Abstract

Studies to date have yielded contradictory data on the role of the anterior hypothalamus in the control of cyclic reproductive processes in the female rhesus monkey. In these experiments, we have studied the immediate and long term effects of anterior hypothalamic disconnection, using a transorbital approach, on spontaneous and estradiol-induced cyclic gonadotropin release. To secure an effective separation between the divided segments of the hypothalamus and to prevent the possibility of neural regeneration across the lesion, a Silastic membrane was introduced through the cut. Immunocytochemical studies, which selectively stained nerve fibers from the magnocellular nuclei, demonstrated no axonal growth through the cut. Eight adult female rhesus monkeys underwent hypothalamic disconnection; four were subsequently shown to have unilateral anterior lesions, and the remaining four had bilateral anterior cuts.

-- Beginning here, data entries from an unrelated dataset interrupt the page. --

PR #714, opened 2019-07-17
feat(fsengagement): add new carousel option and full screen background

andyschwob:
@bweissbart 

- add new `FullScreenImageCard` for title cards
- add new carousel option for title cards (instead of default list view)

### DIFF
--- a/packages/fsengagement/src/EngagementComp.tsx
+++ b/packages/fsengagement/src/EngagementComp.tsx
@@ -1,6 +1,7 @@
 // tslint:disable:jsx-use-translation-function
 import React, { Component, ComponentClass, Fragment } from 'react';
 import {
+  ActivityIndicator,
   Animated,
   DeviceEventEmitter,
   Dimensions,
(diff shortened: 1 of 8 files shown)


packages/fsengagement/src/EngagementComp.tsx
```diff
@@ -277,10 +316,55 @@ export default function(
...
+    onSnapToItem = (index: number): void => {
+      const pageNum = index + 1;
+      this.setState({
+        pageNum
+      });
+    }
+    // tslint:disable-next-line:cyclomatic-complexity
     renderScrollView(): JSX.Element {
-      const { json: { storyGradient } } = this.props;
+      const { json, json: { storyGradient } } = this.props;
```
bweissbart: Is this a typo?

andyschwob: @bweissbart no, i wanted to have both json and storyGradient as consts, if i just do 
```
const { json: { storyGradient } } = this.props;
```
that doesn't give me json, only storyGradient.

bweissbart: Yep, you're right. New syntax for me!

All animals had PRL levels within the normal range (<12 ng/ml), except one (no. 577) whose bilateral lesion extended somewhat more caudally and who developed hyperprolactinemia [42.0 ±3.1 (SE) ng/ml], hyperphagia, and diabetes insipidus. The initial postoperative study (first 60 days after surgery) revealed that while all four of the unilaterally disconnected animals continued to show normal menstrual cyclicity, none of the four bilaterally lesioned monkeys released gonadotropins in response to spontaneously occurring estradiol surges or to 17β- estradiol challenges. However, in subsequent follow-up examination (4–7 months after surgery), bilaterally lesioned monkeys exhibited normal menstrual cyclicity and normal responses to estradiol challenge. These studies indicate that in the rhesus monkey, anterior hypothalamic afferents, originating either from the nuclei of this region and/or en passage from other neural structures, may act to modify the release of gonadotropins by the pituitary. However, long term observation of these animals as well as other evidence discussed in this paper clearly indicate that these modulatory influences are not essential for normal gonadotropin secretion.